Omkareshwar : Another religious visit only. The main temple, one of the 12 Jyothirlingas  is situated on an island and you can either take a boat across river Narmada or walk down the hanging bridge. We took the boat one way and walked the bridge on our return. The main sanctum is very small and more or less even now with all the construction around still does look like a part of a cave and most of the lingam is submerged in water. The Mamleshwar temple on the main land just before you start your decent to the Narmada Ghat is also considered to be a Jyothirlinga in some references.

Narmada Ghat on the main land as seen from Omkareshwar temple

Indore: Our final stop before we boarded the flight back to Bangalore.
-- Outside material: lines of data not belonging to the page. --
PR #900, opened 2023-08-24
fix: remove Python 3.7 support due to EOL

nayaknishant:
Removing Python 3.7 support from repo due to EOL (https://devguide.python.org/versions/)


dandhlee:
Can you also send a CL to remove the job configs?

nayaknishant:
Python 3.7 removed as a required check in https://github.com/googleapis/python-bigquery-sqlalchemy/pull/902. Samples - Python 3.7 will be failing in this PR but will be removed as a check in future PRs.

dandhlee (approved):

tswast:
Please make sure you update the `testing/constraints-*.txt` files so that the minimum version of Python we test with is testing with the minimum versions of our dependencies that we claim to support in `setup.py`.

City really does not have much as a tourist attraction. We visited the Rajwada in the evening and then later walked down to the Sarafa Bazar area. We did not find any eateries as we had read about the place and when enquired were told that the food stalls are put up after 8pm, till then the area is like any old market mainly silver and gold small shops. As we were walking around we saw some pani-puri stalls open, 10 puris each dipped in a different flavored water. So I gave it a go, my friend stopped by a small silver shop and picked up a trinket and then we got out of there. We were back here around 9pm and the place was crowded, what it being the 31st Dec evening seemed like the whole of Indore was out here. Many varieties of food to try out. The chats were really good and for me thats all I wanted to try as back here on Bangalore its very difficult to find a good chat center. We did not linger long as it was too crowded for us.

Stay – Hotel Shreemaya, their restaurant seemed to be a favorite with the locals as in the afternoon there were quite a few people waiting for food parcels and in the evening locals wanting to dine-out here on New Years eve.

Overall well spent 2 weeks. A lot of history to take in, beautiful architecture to admire, peaceful nature to soak-in and to just do nothing siting at the river ghats enjoying the sunset. MP has three main rivers Betwa, Kshipra and Narmada and you can see that reflected in the rich agriculture activities in every village. Wheat being the main crop, the harvest season had just finished so we could see lush green sapplings in most fields along with toor-dal (first time I was seeing toor-dal fields) , mustard, onion, fennel, sugarcane fields throughout the state.

Women taking  part in the evening Aarti  at the Ghat by floating small diyas
Sunset at Maheshwar, Narmada River
Toor dal field, Mustard field and the lush green fields of wheat
Mandu ki Imli (Tamrind) tree with the fruits also called as Baobab fruits only seen in Mandu

The road transport system from roads, pit stop areas to buses, bus stations through out the eastern and northern parts of the state is much to be desired for. There are new roads being laid out, but still a long way to go. The Ujjain-Indore-Omkareshwar stretch was the only part where we saw good roads.

Apart from this the usual “being in India” experience , people, food, oh yes MP does not have its own cuisine, which was pretty surprising, we more or less found the normal punjabi dishes menu except instead of tandoori rotis  tawa rotis/phulkas are a favorite. In Mandu they had Dal Paniya , like dal bati , but instead of the wheat batis  the paniyas are of corn flour and cooked on a tawa instead of coal.

So on that note the end of this pretty long blog. Do comment on the blog. Thanks for reading.